**What needs to be done:**
In your answer, transcribe all of the data exactly.

___ Records for this exercise ___

PR #2842, opened 2026-08-31
[multi-lora v2 3/7] Per-slot checkpoints with optimizer state

yueming-yuan:

Save and restore one adapter slot independently. Checkpoints contain adapter weight shards, per-rank Adam state and step counters, and FP32 master parameters; loading optimizer state requires the same parallel topology.

Checkpoint load/save execution failures, including filesystem errors, propagate to `TrainerCell` and terminate the current single-cell Tinker service. `lora/actor.py` and controller commands expose `save_slot` and `load_slot(..., ckpt_path=..., load_optimizer=...)`. A TODO in `checkpoint_io.py` records deferred IO failure isolation.

Checkpoint names are relative symlinks to immutable version directories. The shared writer completes shards and metadata before atomically replacing the public link. A process crash leaves the old or new complete checkpoint reachable; older versions remain on disk for readers that already resolved them. Legacy directory checkpoints remain readable, but overwriting them is unsupported: save under a new name. Successful phases retain their collective barriers; execution errors still propagate to the trainer cell.

Stacked on #2841.

Validation:


yushengsu-thu (commented):
Suggestion:
https://github.com/radixark/miles/pull/3143

miles/backends/megatron_utils/lora/checkpoint.py
```diff
@@ -0,0 +1,193 @@
...
+        shards["weights"] = torch.load(checkpoint_dir / _weight_shard_name(), map_location="cpu", weights_only=True)
+        if load_optimizer:
+            optim_state = torch.load(checkpoint_dir / _optim_shard_name(), map_location="cpu", weights_only=True)
+            _check_optimizer_slot_state(optimizer, slot, optim_state)
+            shards["optim"] = optim_state
+
+    def apply_shards():
+        loaded = load_adapter(model, slot, shards["weights"])
+        assert loaded > 0, f"loaded 0 adapter tensors from {checkpoint_dir / _weight_shard_name()}"
+        optimizer.reload_model_params()
```
nanjiangwill: `optimizer` is the outer LayerWise/Chained optimizer, so this reload walks every slot’s child and copies BF16 model weights into FP32 masters. Loading slot S therefore rounds the masters of every live slot; only S is restored from `masters` below. The preceding `lora_executor.load_slot()` call does the same. Add a slot-local reload helper and use it in both paths, with a two-slot test that keeps slot B’s FP32 master different from its BF16 model value.

miles/backends/megatron_utils/lora/checkpoint.py
```diff
@@ -0,0 +1,193 @@
...
+
+
+def load_slot(model: Sequence[DDP], optimizer: MegatronOptimizer, slot: int, path: str, load_optimizer: bool) -> None:
+    from megatron.bridge.peft.multi_lora_layers import load_adapter
+
+    checkpoint_dir = Path(path)
+    shards: dict = {}
+
+    def read_shards():
+        shards["weights"] = torch.load(checkpoint_dir / _weight_shard_name(), map_location="cpu", weights_only=True)
```
nanjiangwill: The read phase validates only optimizer list lengths. It does not validate master/moment tensor shapes or adapter weight keys and shapes. `load_adapter()` copies matching tensors first and reports missing or unused keys afterward, so a bad shard can mutate part of the live slot before raising. Validate the complete weight and optimizer tensor layout in `read_shards()` before any copy, or add a validation-only Bridge helper.

miles/backends/megatron_utils/lora/checkpoint.py
```diff
@@ -0,0 +1,193 @@
...
+    def publish_dir():
+        # write-then-rename so readers never see a partial checkpoint; on overwrite
+        # the old version survives (as _old_<name>) until the replacement is in place
+        if _rank() == 0:
+            if final_dir.exists():
+                old_dir = final_dir.parent / f"_old_{final_dir.name}"
+                if old_dir.exists():
+                    shutil.rmtree(old_dir)
+                os.replace(final_dir, old_dir)
+                os.replace(tmp_dir, final_dir)
```
nanjiangwill: This code moved; the current comment is here: https://github.com/radixark/miles/pull/2842#discussion_r3983558646

tests/fast/backends/megatron_utils/test_lora_slot_checkpoint_load.py
```diff
@@ -0,0 +1,44 @@
...
+def _write_weight_shard(tmp_path):
+    with patch.object(ckpt, "get_parallel_state") as parallel_state:
+        parallel_state.return_value = MagicMock(
+            tp=MagicMock(rank=0), pp=MagicMock(rank=0), ep=MagicMock(rank=0, size=1)
+        )
+        torch.save({"layer.adapter.weight": torch.zeros(2)}, tmp_path / ckpt._weight_shard_name())
+        return ckpt._weight_shard_name()
+
+
+def test_a_missing_optim_shard_leaves_the_slot_untouched(tmp_path):
```
nanjiangwill: These tests cover read-phase failures only. They never apply a valid checkpoint, so they do not verify FP32 masters, Adam moments and step counters, weights-only loading, or equivalence of the next Adam update. Add a CPU round-trip test for exact continuation. Include a second live slot whose FP32 master differs from its BF16 model value so the test also catches cross-slot reloads.

miles/backends/training_utils/checkpoint_io.py
```diff
@@ -0,0 +1,64 @@
...
+            tmp_dir.mkdir(parents=True)
+
+    def publish_dir():
+        if _rank() != 0:
+            return
+        if final_dir.exists():
+            old_dir = final_dir.parent / f"_old_{final_dir.name}"
+            if old_dir.exists():
+                shutil.rmtree(old_dir)
+            os.replace(final_dir, old_dir)
```
nanjiangwill, line 56: `write_checkpoint_dir()` now rolls back a caught failure from the second rename, but the published path is still absent between `final_dir -> old_dir` and `tmp_dir -> final_dir`. A process exit in that window leaves the last valid checkpoint only under `_old_<name>`, so readers lose the public path. Also, `shutil.rmtree(old_dir)` still runs inside the publish phase, so cleanup failure reports the save as failed after the replacement is committed. Use immutable version directories plus an atomically replaced pointer/exchange for crash atomicity, and make old-version cleanup best-effort.

yushengsu-thu (approved):

HJSang:
`checkpoint_io.run_local_io_collective`: only `OSError` is caught before the `all_gather_object`. In `make_tmp_dir` / `publish_dir` rank 0 is the only rank doing work, so if it raises anything else (e.g. `TypeError` from `json.dumps(metadata)`, `shutil.Error`), rank 0 exits the function while ranks 1..N block in the Gloo gather until timeout. That turns a local failure into a collective hang, the same pre-collective divergence pattern flagged on the optimizer path.

Suggest: catch `Exception` for the purpose of reaching consensus, gather the error, then classify after the gather on every rank: `OSError` → `CheckpointIOError`, anything else → re-raise (cell-fatal, but on all ranks at once). A test where rank 0 raises a non-OSError inside `step` and asserts every rank raises rather than hangs would pin it.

___

**Answer box:**
PR #2842, opened 2026-08-31
[multi-lora v2 3/7] Per-slot checkpoints with optimizer state

yueming-yuan:

Save and restore one adapter slot independently. Checkpoints contain adapter weight shards, per-rank Adam state and step counters, and FP32 master parameters; loading optimizer state requires the same parallel topology.

Checkpoint load/save execution failures, including filesystem errors, propagate to `TrainerCell` and terminate the current single-cell Tinker service. `lora/actor.py` and controller commands expose `save_slot` and `load_slot(..., ckpt_path=..., load_optimizer=...)`. A TODO in `checkpoint_io.py` records deferred IO failure isolation.

Checkpoint names are relative symlinks to immutable version directories. The shared writer completes shards and metadata before atomically replacing the public link. A process crash leaves the old or new complete checkpoint reachable; older versions remain on disk for readers that already resolved them. Legacy directory checkpoints remain readable, but overwriting them is unsupported: save under a new name. Successful phases retain their collective barriers; execution errors still propagate to the trainer cell.

Stacked on #2841.

Validation:


yushengsu-thu (commented):
Suggestion:
https://github.com/radixark/miles/pull/3143

miles/backends/megatron_utils/lora/checkpoint.py
```diff
@@ -0,0 +1,193 @@
...
+        shards["weights"] = torch.load(checkpoint_dir / _weight_shard_name(), map_location="cpu", weights_only=True)
+        if load_optimizer:
+            optim_state = torch.load(checkpoint_dir / _optim_shard_name(), map_location="cpu", weights_only=True)
+            _check_optimizer_slot_state(optimizer, slot, optim_state)
+            shards["optim"] = optim_state
+
+    def apply_shards():
+        loaded = load_adapter(model, slot, shards["weights"])
+        assert loaded > 0, f"loaded 0 adapter tensors from {checkpoint_dir / _weight_shard_name()}"
+        optimizer.reload_model_params()
```
nanjiangwill: `optimizer` is the outer LayerWise/Chained optimizer, so this reload walks every slot’s child and copies BF16 model weights into FP32 masters. Loading slot S therefore rounds the masters of every live slot; only S is restored from `masters` below. The preceding `lora_executor.load_slot()` call does the same. Add a slot-local reload helper and use it in both paths, with a two-slot test that keeps slot B’s FP32 master different from its BF16 model value.

miles/backends/megatron_utils/lora/checkpoint.py
```diff
@@ -0,0 +1,193 @@
...
+
+
+def load_slot(model: Sequence[DDP], optimizer: MegatronOptimizer, slot: int, path: str, load_optimizer: bool) -> None:
+    from megatron.bridge.peft.multi_lora_layers import load_adapter
+
+    checkpoint_dir = Path(path)
+    shards: dict = {}
+
+    def read_shards():
+        shards["weights"] = torch.load(checkpoint_dir / _weight_shard_name(), map_location="cpu", weights_only=True)
```
nanjiangwill: The read phase validates only optimizer list lengths. It does not validate master/moment tensor shapes or adapter weight keys and shapes. `load_adapter()` copies matching tensors first and reports missing or unused keys afterward, so a bad shard can mutate part of the live slot before raising. Validate the complete weight and optimizer tensor layout in `read_shards()` before any copy, or add a validation-only Bridge helper.

miles/backends/megatron_utils/lora/checkpoint.py
```diff
@@ -0,0 +1,193 @@
...
+    def publish_dir():
+        # write-then-rename so readers never see a partial checkpoint; on overwrite
+        # the old version survives (as _old_<name>) until the replacement is in place
+        if _rank() == 0:
+            if final_dir.exists():
+                old_dir = final_dir.parent / f"_old_{final_dir.name}"
+                if old_dir.exists():
+                    shutil.rmtree(old_dir)
+                os.replace(final_dir, old_dir)
+                os.replace(tmp_dir, final_dir)
```
nanjiangwill: This code moved; the current comment is here: https://github.com/radixark/miles/pull/2842#discussion_r3983558646

tests/fast/backends/megatron_utils/test_lora_slot_checkpoint_load.py
```diff
@@ -0,0 +1,44 @@
...
+def _write_weight_shard(tmp_path):
+    with patch.object(ckpt, "get_parallel_state") as parallel_state:
+        parallel_state.return_value = MagicMock(
+            tp=MagicMock(rank=0), pp=MagicMock(rank=0), ep=MagicMock(rank=0, size=1)
+        )
+        torch.save({"layer.adapter.weight": torch.zeros(2)}, tmp_path / ckpt._weight_shard_name())
+        return ckpt._weight_shard_name()
+
+
+def test_a_missing_optim_shard_leaves_the_slot_untouched(tmp_path):
```
nanjiangwill: These tests cover read-phase failures only. They never apply a valid checkpoint, so they do not verify FP32 masters, Adam moments and step counters, weights-only loading, or equivalence of the next Adam update. Add a CPU round-trip test for exact continuation. Include a second live slot whose FP32 master differs from its BF16 model value so the test also catches cross-slot reloads.

miles/backends/training_utils/checkpoint_io.py
```diff
@@ -0,0 +1,64 @@
...
+            tmp_dir.mkdir(parents=True)
+
+    def publish_dir():
+        if _rank() != 0:
+            return
+        if final_dir.exists():
+            old_dir = final_dir.parent / f"_old_{final_dir.name}"
+            if old_dir.exists():
+                shutil.rmtree(old_dir)
+            os.replace(final_dir, old_dir)
```
nanjiangwill, line 56: `write_checkpoint_dir()` now rolls back a caught failure from the second rename, but the published path is still absent between `final_dir -> old_dir` and `tmp_dir -> final_dir`. A process exit in that window leaves the last valid checkpoint only under `_old_<name>`, so readers lose the public path. Also, `shutil.rmtree(old_dir)` still runs inside the publish phase, so cleanup failure reports the save as failed after the replacement is committed. Use immutable version directories plus an atomically replaced pointer/exchange for crash atomicity, and make old-version cleanup best-effort.

yushengsu-thu (approved):

HJSang:
`checkpoint_io.run_local_io_collective`: only `OSError` is caught before the `all_gather_object`. In `make_tmp_dir` / `publish_dir` rank 0 is the only rank doing work, so if it raises anything else (e.g. `TypeError` from `json.dumps(metadata)`, `shutil.Error`), rank 0 exits the function while ranks 1..N block in the Gloo gather until timeout. That turns a local failure into a collective hang, the same pre-collective divergence pattern flagged on the optimizer path.

Suggest: catch `Exception` for the purpose of reaching consensus, gather the error, then classify after the gather on every rank: `OSError` → `CheckpointIOError`, anything else → re-raise (cell-fatal, but on all ranks at once). A test where rank 0 raises a non-OSError inside `step` and asserts every rank raises rather than hangs would pin it.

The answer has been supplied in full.